‘Information overload’ has become one of most often-repeated mantras of our time. Books are being digitized, newspapers and magazines now make up just a fraction of today’s media, augmented as it is by wave after wave of tweets and blog posts, and all the while the gadgets we use to keep up with this digital frenzy become increasingly complex.
Some might complain about the digital revolution – but there’s no denying the immense impact it’s had on our lives. With experts claiming that as much as 90% of all the information in existence is less than two years old, everyone and everything, from governments and marketers, to police and now even farmers, has begun to show an interest one of the hottest talking points of our time – big data.
But did you ever wonder where all this data came from? And more to the point, how did it get so big, and where is it all going?

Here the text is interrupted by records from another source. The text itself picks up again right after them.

PR #203, opened 2019-02-15
Composite + Repeating integration [WIP]

wardi:
applied changes suggested in my review of #201, new branch on this repo so we can collaborate


LukeTully:
@wardi I've been working on a hacked together integration for these features and might be able to contribute. Is there a roadmap for this or do you have a sense of what is remaining?

wardi:
Just needs some fixes and some new tests and docs for the changes, are you looking to help with this PR?

LukeTully:
Ya, I came across this as I was working on a hacked together solution for a new complex schema, and would rather devote that energy to this. Just made the comment in passing though, haven’t looked through how this implementation differs from a combo of the repeating and composite plugins.

PR #210, opened 2019-06-19
Preliminary support for validators in dict WIP

### LINKED ISSUE #75: Support list of dicts
I want to accept arbitrary dicts for a field that i defined in a scheme. It seems that CKAN tries to apply some kind of sub-schema if it encounters a list of dicts. Is it possible to define such sub-schemas with this extension?
And if the fields are not known, all the data is [put into the key "__junk"](https://github.com/ckan/ckan/blob/0f145a54629287a6f7764b8fd73963bda62260ef/ckan/lib/navl/dictization_functions.py#L147-L149) as a flattened dict.

What I ended up doing is writing my own validator that gets the values out of the __junk, but I'm pretty sure this is a bad solution (see here for details: https://github.com/ogdch/ckanext-switzerland/blob/421de6c546462f0ac5764f93064d68d285addda2/ckanext/switzerland/validators.py#L39-L62).

Any ideas how to handle this?

Zharktas:
Fixes #75 

This PR enables to have dict of validators instead of just list of string.

For example

```
    {
      "field_name": "groups",
      "label": "Categories",
      "preset": "multiple_checkbox",
      "validators": {
        "id": "ignore_missing unicode_safe",
        "name": "ignore_missing unicode_safe",
        "title": "ignore_missing unicode_safe",
        "__extras": "ignore"
      },
      "output_validators": {
        "id": "ignore_missing",
        "name": "ignore_missing",
        "title": "ignore_missing"
      }
    }
```

If the schema defines groups (which is a core field) in any kind of definition, posting groups with the dataset eg. using package_create in the api will fail with validation error of having things in __junk.

This is work in progress as it probably has some things not yet considered and missing tests, but i wanted to put it out for discussion anyway.

### DIFF
--- a/ckanext/scheming/plugins.py
+++ b/ckanext/scheming/plugins.py
@@ -30,6 +30,7 @@ from ckanext.scheming import loader
 from ckanext.scheming.errors import SchemingException
 from ckanext.scheming.validation import (
     validators_from_string,
+    validators_from_dict,
     scheming_choices,
     scheming_required,
     scheming_multiple_choice,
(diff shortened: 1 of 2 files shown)


Zharktas:
Just realized that it is not possible in ckan itself that some validators are applied to field and then subschema is used to that same field. e.g. add groups to dataset form. So I'm closing this as groups need some work around anyway.

Issue #219, opened 2019-11-06
form-control class creates two inputs fields, one above the other


frafra:
Removing `form-control` fixes the issue:
https://github.com/ckan/ckanext-scheming/blob/1a096dd963424884bbaf70fa28da5c1de058d27d/ckanext/scheming/templates/scheming/form_snippets/multiple_select.html#L29

![Screenshot_2019-11-06 Datasets - COAT Data Portal](https://user-images.githubusercontent.com/4068/68318174-a3ca0980-00bc-11ea-879e-ad7c823c842e.png)

frafra:
Same glitch happens for file format.

howff:
Are you sure it's multiple_select.html which renders the tags(keywords) in your screenshot?
I see the same problem when using tags but multiple_select.html is not used, text.html is used.
However editing text.html to remove form-control affects all normal text entry fields.
The solution seems to be adding a new form_snippet, say tags.html, which is a copy of text.html but without the form-control class, and referencing this form_snippet in the preset.

(No comment on the file format issue, I've not tried it yet)

frafra:
I found this problem in tags first, but I had to fix it on `text.html` too.

bstutsky:
This also seems to be an issue for `resource_format_autocomplete`

LukeTully:
@frafra What did your schema look like for this? Did you resolve the issue?

frafra:
@LukeTully I just removed the class from the template manually as workaround.

Patrick1Rhode:
Note guys, we also have experienced this issue.

![image_2021_04_16T16_08_44_961Z](https://user-images.githubusercontent.com/8822597/115056781-87eaaa00-9ee3-11eb-871a-f8ac56f9fa47.png)


We have solved this and other problems by adding a custom CSS.

.form-control {
    padding: unset;
}

.control-full input, .control-full select, .control-full textarea {
    height: 34px;
}

.select2-container{
    height:auto;
}

Can we evaluate this CSS in the core?

frafra:
This bug has been fixed.

PR #225, opened 2019-11-20
tags needs its own form_snippet to fix css class

howff:
CSS includes form-control which causes incorrect layout.
In order to remove form-control we need a new form_snippet for tags; same as for text but without form-control.
Fixes https://github.com/ckan/ckanext-scheming/issues/219
except only for tags not file format or other glitches.

### DIFF
--- a/ckanext/scheming/presets.json
+++ b/ckanext/scheming/presets.json
@@ -24,6 +24,7 @@
       "preset_name": "tag_string_autocomplete",
       "values": {
         "validators": "ignore_missing tag_string_convert",
+        "form_snippet": "tags.html",
         "classes": ["control-full"],
         "form_attrs": {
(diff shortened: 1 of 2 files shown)


LukeTully:
@howff Did you find why this was? Is form-control used as the selector for the tag_string_autocomplete preset javascript? Seems like adding a class called "NOT-form-control" could be approached differently if we know what specifically is causing the issue.

howff:
I didn't try too hard to find the exact cause, sorry it was a quick hack to get it working. I left the CSS in there and added the NOT prefix just to indicate where the fault lies, not because I want a class with that  name. The effect seemed to be caused by the class appearing twice, once on an element which is underneath the element we want, and having the class applied to the top one caused it to be offset from the one underneath instead of hiding it.

Issue #14, opened 2014-12-16
Feature request: retain extra fields


florianm:
Not sure whether this is a bug or a feature, but it seems that enabling ckanext-scheming with a custom schema will, on first saving a dataset with the new schema, delete any existing "extra" fields. Even to only retain the existing extra fields to safely migrate data would be helpful - this could be achieved if config settings would toggle the display of existing extra fields and/or form fields.

florianm:
@wardi as scheming disables free-form extra fields, and harvesting requires them, what's the path of least resistance to ckan_harvest between two ckan instances with (easy: the same, harder: different) custom dataset schemas?

wardi:
@florianm free-form extras should work if we just add the edit fields back to the template. Care to give that a try?

The only problem is: how do we handle free-form extras with names that match the ones in the schema?

CarlQLange:
Just in case someone wants this (and I think lots do), here's a copy-pastable solution:

In `ckanext-scheming/ckanext/scheming/templates/scheming/package/snippets/package_form.html`

from

```html
{% block metadata_fields %}
{% endblock %}
```

to

```html
{% block metadata_fields %}
  {% block package_metadata_fields_custom %}
    {% block custom_fields %}
      {% snippet 'snippets/custom_form_fields.html', extras=data.extras, errors=errors, limit=3 %}
    {% endblock %}
  {% endblock %}
{% endblock %}
```

NicolaiMogensen:
@CarlQLange Thanks a lot, this works just fine (y)

BonaBeavis:
@wardi There is already logic which checks if a key is defined in the root or under extras.

PR #229, opened 2019-12-10
Retain extra metadata fields

howff:
Allow users creating datasets to enter additional metadata, as per the default when scheming is not used. 

Fixes

https://github.com/ckan/ckanext-scheming/issues/14


wardi:
This would have to be configurable in the schema. Existing users of scheming won't want these fields to reappear suddenly (and users have to be careful about not using conflicting field names)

These are just some of the questions that we’ll be attempting to answer in today’s short history of big data, charting the five major milestones that led to its evolution into an entity that promised to change our world forever.
1890: The First Big Data Problem
Back in 1890 when the US government decided to perform a national census, the poor clerks at the Bureau responsible were faced with the unenviable task of counting more than 60 million souls in the country by means of laboriously transferring data from schedules to record sheets by the slow and heartbreaking method of hand tallying.
Horrified at the prospect, Herman Hollerith came to the rescue with his novel new Pantograph tabulating machine, modeled on train conductor’s habit of punching holes into tickets to denote physical features and thus prevent fraud. Hollerith’s idea was a simple punch card which held the data of Census respondents and could be read in seconds by his electrical tabulating machine. There’s little doubt that Hollerith’s invention was a defining moment in the history of data processing, one that symbolized the beginning of the mechanized data collecting age – Hollerith’s machines successfully tabulated no less than 62,622,250 people in the US, saving the Census Bureau some $5 million and cutting the Census completion time down from ten years to less than 24 months.
1965: First Data Center is Conceived
Data didn’t really become data until it had a base that it could safely reside in – a database to be exact. In 1965, faced with the growing problem of where to keep more than 742 million tax returns and 175 million sets of fingerprints, the US government decided that its data needed a smaller home, and began to study the feasibility of transferring all of those records to magnetic computer tape and storing it all on one big computer.
While the plan was later dropped amid privacy concerns, it would later be remembered as one that heralded the dawn of the electronic data storage era – nudging all of those pen-pushing office clerks into oblivion once and for all.
1989: The World Wide Web is Born
Tim Berners-Lee’s proposal to leverage the internet proved to be a game-changer in the way we share and search for information. The British computer scientist probably had little idea of the immense impact that facilitating the spread of information via ‘hypertext’ would have on the world, yet he all the same he was remarkably confident of its success:
“The information contained would grow past a critical threshold, so that the usefulness [of] the scheme would in turn encourage its increased use,” he wrote at the time.
1997-2001: Big Data is Defined
In their paper titled Application-controlled demand paging for out-of-core visualization, Michael Cox and David Ellsworth are among the first to acknowledge the problems that big data will present as information overload continues on its relentless path:
“Visualization provides an interesting challenge for computer systems: data sets are generally quite large, taxing the capacities of main memory, local disk, and even remote disk. We call this the problem of big data. When data sets do not fit in main memory (in core), or when they do not fit even on local disk, the most common solution is to acquire more resources.”
Cox and Ellesworth’s use of the term “big data” is generally accepted as the first time anyone has done so, although the honor of actually defining the term must go to one Doug Laney, who in 2001 described it as being a “3-dimensional data challenge of increasing data volume, velocity and variety”, a definition that has since become almost ubiquitous among industry experts today.
2004: Enter Hadoop
Having dealt with big data problems, invented servers, developed a method of sharing data, and defined exactly what it is – all that was left was to come up with some kind of tool that could help us actually understand our big data.
Enter Hadoop, the free and open-source software program, named after a toy elephant, which has rapidly become one of the world’s most popular websites. In the last eight years, Hadoop has become so big that it controls entire search engines, determining everything from which ads they show us, to which long-lost friends Facebook pulls out the hat, and even the stories you see on your Yahoo homepage.
The creation of Hadoop marks big data’s biggest milestone yet. It’s an innovation that’s changed the face of big data forever, and with it the lives of everyone on the planet. Hadoop provides a solution that anyone can use – from players like Google and IBM, to even the smallest of internet marketers – giving everyone the chance to profit from the most enigmatic phenomena of our time.